We then used a top-down approach to identify such bottleneck step(s) by removing each of the five additional overexpressed genes (TRP1, TRP2^{S65R, S76L}, TRP3, TRP4, TRP5) (Fig. 3D), from which we gained many insights into AAAs metabolism of yeast:

1. (1)

   Removing the overexpressed TRP1 led to 40% reduced IET titer while removing overexpressed TRP2^{S65R, S76L}, TRP3, TRP4, or TRP5 resulted in at least 92% reduced IET titers (Fig. 3D), implying overexpressing all five genes are necessary for efficiently diverting more flux into the L-Trp branch.

2. (2)

   Removing the overexpressed TRP4 almost eliminated IET production without increasing by-product titers (pPET and PET) (Fig. 3D), implying the accumulation of some other metabolite(s). Indeed, by examining the HPLC profiles, we determined that the accumulated metabolite is AA (Fig. 3E), the substrate of Trp4. Thus, by overexpressing ARO4^K229L, TRP1, TRP2^{S65R, S76L}, TRP3, and TRP5, we obtained an AA accumulating and L-Trp prototypic strain yBL522, which would be more valuable than the previously reported AA overproducing but L-Trp auxotrophic strain [55]. As AA and its derivatives are building blocks of many valuable natural products [56], our AA overproducing strain yBL522 could serve as an excellent heterologous host for natural product synthesis. As a proof-of-concept, we introduced yBL522 with the gene MtAMTA1 from Medicago truncatula [55, 57], encoding an anthranilic acid methyltransferase. This enzyme converts AA to methyl anthranilate (Me-AA), a compound of grape scent and flavor with wide industrial applications. Indeed, after 36 h of cultivation in SC medium, the resulting strain yBL551 produced 0.31 ± 0.01 mM Me-AA, which is 23-fold more than the strain yBL552 that overexpresses TRP1-5 (TRP2^{S65R, S76L}) (Fig. 3E).

3. (3)

   We saw significantly higher pPET and/or PET when removing overexpressed TRP2^{S65R, S76L}, or TRP3 (Fig. 3D), highlighting Trp2 and Trp3's critical roles in controlling the flux toward L-Trp branches or L-Tyr/L-Phe branches, because Trp2/Trp3C catalyzes the first reaction of the L-Trp branch (Fig. 1B).

4. (4)

   When overexpressed TRP5 was removed, IET production was also abolished but pPET and PET titers were not improved (Fig. 3D). We suspected I3GP accumulation in this strain, because Trp5 catalyzes the final step in the L-Trp branch that converts I3GP to L-Trp (Fig. 1B). However, because we cannot quantify I3GP at the moment, this hypothesis needs to be verified.

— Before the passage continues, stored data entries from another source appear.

PR #4287, opened 2025-04-29
fix(zero-cache): add explicit dependency on `@opentelemetry/resources`

tantaman:
We depend on this but did not list it in package.json

https://discord.com/channels/830183651022471199/1366445174057599006/1366449323428282378


arv:
LGTM

I'm a bit surprised that this happens... we have a script that is supposed to validate the dependencies... but this happened before so the script is not running on PR changes?

PR #4289, opened 2025-04-29
chore(zero-cache): account for multiple row versions with deduping

darkgnotic:
Fix the row patch deduping logic in #4285 to handle the possibility that multiple versions of a row can be produced by the IVM pipeline.

Also add more end-to-end tests for these multiple-row-appearance scenarios.


grgbkr:
LGTM!

PR #4291, opened 2025-04-30
fix(z2s): handle self join, not exists

tantaman:
When server name mappings were added, the compiler got way out of hand. Fixing the `self join` bug would have made everything even more complicated because the fix required introducing aliasing for every table. This PR refactors the compiler so table and column mapping and aliasing only happen in a single place. Qualified column names are also passed everywhere via a `QualifiedColumn` structure so there is never confusion about what "string" a function is dealing with.

---

Two bugs were found when adding more tests to z2s:

1. `self join`
2. `not exists`

# Self Join

Self join failed because we did not auto-alias tables.

Before auto-aliasing we would generate this SQL:

```sql
SELECT (SELECT * FROM employee WHERE employee.reports_to = employee.id) as reports_to FROM employee;
```

which would return no results for the sub-select since the sub-query never references the outer-query.

With auto-aliasing we generate this instead:

```sql
SELECT (SELECT * FROM employee as employee_1 WHERE employee_1.reports_to = employee_0.id) as reports_to FROM employee as employee_0
```

which correctly compares the child to the parent.

# Not Exists

For not exists, `NOT EXISTS` forgot to apply the correlation. We pass the correlation to `NOT EXISTS` now.

### DIFF
--- a/packages/z2s/src/compiler.output.test.ts
+++ b/packages/z2s/src/compiler.output.test.ts
@@ -1,6 +1,5 @@
 /* eslint-disable @typescript-eslint/naming-convention */
-import {expect, test} from 'vitest';
-import {Compiler} from './compiler.ts';
+import {beforeEach, expect, test} from 'vitest';
 import {formatPgInternalConvert} from './sql.ts';
 import {
   boolean,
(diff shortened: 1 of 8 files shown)


packages/z2s/src/compiler.output.test.ts
```diff
@@ -366,7 +438,7 @@ test('any', () => {
 //   const compiler = new Compiler(schema.tables, serverSchema);
 //   expect(
 //     formatPgInternalConvert(
-//       compiler.valuePosition(
+//       valuePosition(
```
grgbkr, line 441: Should we restore or delete these commented out tests?

grgbkr (commented):
LGTM!

PR #4292, opened 2025-04-30
fix(zql): Do not allow NOT EXISTS in client queries

arv:
`NOT EXISTS` can't work reliably on client because:
- Zero only syncs a subset of data to the client
- Client can't distinguish between non-existent rows vs. non-synced rows
- Correct `NOT EXISTS` requires complete knowledge of data

Added `assertNoNotExists()` function to validate conditions and throw
errors when `NOT EXISTS` is used in client queries. Updated `query-impl.ts`
to check conditions after DNF conversion.

https://bugs.rocicorp.dev/issue/3438

### DIFF
--- a/packages/zero-pg/src/query.ts
+++ b/packages/zero-pg/src/query.ts
@@ -5,7 +5,11 @@ import type {AST} from '../../zero-protocol/src/ast.ts';
 import type {Schema} from '../../zero-schema/src/builder/schema-builder.ts';
 import type {Format} from '../../zql/src/ivm/view.ts';
 import type {DBTransaction, SchemaQuery} from '../../zql/src/mutate/custom.ts';
-import {AbstractQuery, defaultFormat} from '../../zql/src/query/query-impl.ts';
+import {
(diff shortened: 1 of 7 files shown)


packages/zero-pg/src/query.ts
```diff
@@ -82,15 +86,13 @@ export class ZPGQuery<
     ast: AST,
     format: Format,
   ) {
-    super(schema, tableName, ast, format);
+    super(schema, tableName, ast, format, 'permissions');
```
tantaman, line 89: note to self: new system for `api server`?

https://bugs.rocicorp.dev/issue/3791

packages/zql/src/query/query-impl.ts
```diff
@@ -122,6 +123,9 @@ export const SUBQ_PREFIX = 'zsubq_';
 
 export const defaultFormat = {singular: false, relationships: {}} as const;
 
+export const systemSymbol = Symbol();
```
tantaman, line 126: this looks unused

PR #4299, opened 2025-05-01
!feat(zero-cache): automatic replication-manager discovery / routing

darkgnotic:
### Fargate / most multi-node configurations

To update a multi-node configuration without disruption:
1. roll out new `replication-manager`
2. roll out new `view-syncer`, replacing the:
   * `ZERO_CHANGE_STREAMER_URI=http://{host}` option with
   * `ZERO_CHANGE_STREAMER_MODE=discover`
3. when `view-syncer`s are rollback-safe, remove the internal load balancer that was previously used for `view-syncer` to `replication-manager` routing

### Single-node configurations

Single-node configurations are unaffected

### Uncommon multi-node configurations

For container setups in which the process does not have access to the externally visible ip address or port (e.g. using docker a.k.a. "bridge" mode networking), an external routing or proxying mechanism is still needed. In such configurations, add the `ZERO_CHANGE_STREAMER_ADDRESS={host}` option to the `replication-manager`, where `{host}` is the hostname that was formerly part of the `ZER_CHANGE_STREAMER_URI`, e.g.
* `view-syncer`: `CHANGE_STREAMER_MODE=discover`
* `replication-manager`: `CHANGE_STREAMER_ADDRESS=internal-prod-repmgr-125468.us-east-1.elb.amazonaws.com`

## Feature

The discovery and routing of the `replication-manager` is now facilitated by the Postgres Change DB, using the same row-level locking mechanism used to enforce single-writer access to the change log.

This obviates the need for an external addressing or proxying mechanism such as Service Discovery, Service Connect, or an Internal Load Balancer.

Screenshot 2025-04-30 at 17 57 06


darkgnotic:
We had to revert this (1) to keep it out of 0.19 and (2) because of an issue of how it selects IP addresses on MacBooks. I'll resend when we're past 0.19.

arv:
FYI

https://www.conventionalcommits.org/en/v1.0.0/#commit-message-with-scope-and--to-draw-attention-to-breaking-change

`!` after `)`

darkgnotic:
> FYI
> 
> https://www.conventionalcommits.org/en/v1.0.0/#commit-message-with-scope-and--to-draw-attention-to-breaking-change
> 
> `!` after `)`

ha! I've been formatting it wrong this whole time 😅  ... thank you.

PR #4300, opened 2025-05-01
feat(analyze-query): normalizeConfig to default CVR to upstream if not specified

tantaman:


arv (commented):
LGTM

@darkgnotic FYI

PR #4303, opened 2025-05-01
feat!(zero-client): reject server mutator promise in all error cases

tantaman:
server errors used to resolve and client errors would reject.

now they both reject.


arv (commented):
LGTM

FYI

https://www.conventionalcommits.org/en/v1.0.0/#commit-message-with-scope-and--to-draw-attention-to-breaking-change

`!` after `)`

PR #4304, opened 2025-05-01
fix(ast-to-zql): Output junciton relationships (i.e. hidden).

grgbkr:


packages/ast-to-zql/src/ast-to-zql.ts
```diff
@@ -36,7 +36,12 @@ export function astToZQL(ast: AST): string {
   // Handle related subqueries
   if (ast.related && ast.related.length > 0) {
     for (const related of ast.related) {
-      if (!related.hidden) {
+      if (related.hidden) {
+        const nestedRelated = related.subquery.related?.[0];
+        if (nestedRelated) {
```
grgbkr, line 41: The alliterative is to throw an error here 'Malformed AST hidden relationship X missing second relationship', but I'm leaning towards being more tolerant in this debug tool.

arv (approved):
LGTM

PR #4305, opened 2025-05-01
feat(zero-client): server and client promise separation

tantaman:


packages/replicache/src/replicache-impl.ts
```diff
@@ -1449,13 +1449,19 @@ export class ReplicacheImpl<MD extends MutatorDefs = {}> {
   #register<Return extends ReadonlyJSONValue | void, Args extends JSONValue>(
     name: string,
     mutatorImpl: (tx: WriteTransaction, args?: Args) => MaybePromise<Return>,
-  ): (args?: Args) => Promise<Return> {
+  ): (
+    args?: Args,
+  ) => Promise<Return> | {client: Promise<Return>; server: Promise<unknown>} {
```
aboodman, line 1454: I think this should only return:

```
{client: Promise<Return>; server: Promise<Return>}
```

Is there a reason I'm not understanding to keep the `Promise<Return> |`  return option?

Finally, because genome integration resulted in the highest IET titer (0.51 ± 0.01 mM) when compared with that expressed from both low-copy and high-copy plasmids (Fig. 3C), and because genomic integration has several advantages, including genetic stability and low cell burden, we only constructed and used plasmid-free (genomically integrated) strains for IET production in the rest of the study.

Roles of Aro7 (module 3)

After 36 h cultivation in SC medium, 0.25 mM pPET, 0.17 mM PET, and 0.72 mM IET were produced by the strain yBL518 that additionally overexpresses ARO4^K229L, TRP1-5 (TRP2^{S65R, S76L}) from genome besides the endogenous ARO4 and TRP1-5 (Fig. 3D). The fact that this strain continued to produce a significant amount of pPET and PET motivated us to investigate whether more work can be done to divert more flux from the L-Tyr/L-Phe branches into the L-Trp branch for increased IET production. At the node CA, the flux from the upstream shikimate pathway splits: (1) into the L-Tyr/L-Phe branches via the chorismate mutase Aro7; and (2) into the L-Trp branch via Trp2/Trp3C, which converts CA to AA. The disruption of ARO7 could theoretically completely block the flux into the L-Tyr/L-Phe branches. Indeed, aro7Δ lowered pPET and PET for both yBL502, which only overexpressed ARO4^K229L, and yBL518, which overexpressed ARO4^K229L and TRP1-5 (TRP2^{S65R, S76L}) (Fig. 4B). The residual pPET and PET produced by the two strains were most likely formed from L-Tyr and L-Phe contained in the SC medium (initial concentrations: 0.42 mM for L-Tyr and 0.46 mM for L-Phe, respectively). The introduction of aro7Δ to yBL502 also resulted in increased IET and L-Trp (Fig. 4B). However, for yBL518, the introduction of aro7Δ resulted in a 5% decrease in IET and a twofold increase in L-Trp (Fig. 4B). The unexpected accumulation of L-Trp up to 0.24 mM by aro7Δ suggests that there is another bottleneck step(s) in the downstream Ehrlich pathway. Intermediate (s) and/or end product(s) exist in L-Tyr/L-Phe branches that are required to convert L-Trp to IET. We then examined the pathway and discovered that transaminase Aro9 uses PP as a substrate for accepting amino groups from L-Trp [19]. We then fed PP or 4-HPP into the SC medium to cultivate yBL517 (yBL518 with aro7Δ) (Fig. S4). Indeed, adding PP to the medium improved the conversion of L-Trp to IET slightly, but it was still less effective than using the strain yBL518. Feeding 4-HPP, on the other hand, was ineffective (Fig. S4).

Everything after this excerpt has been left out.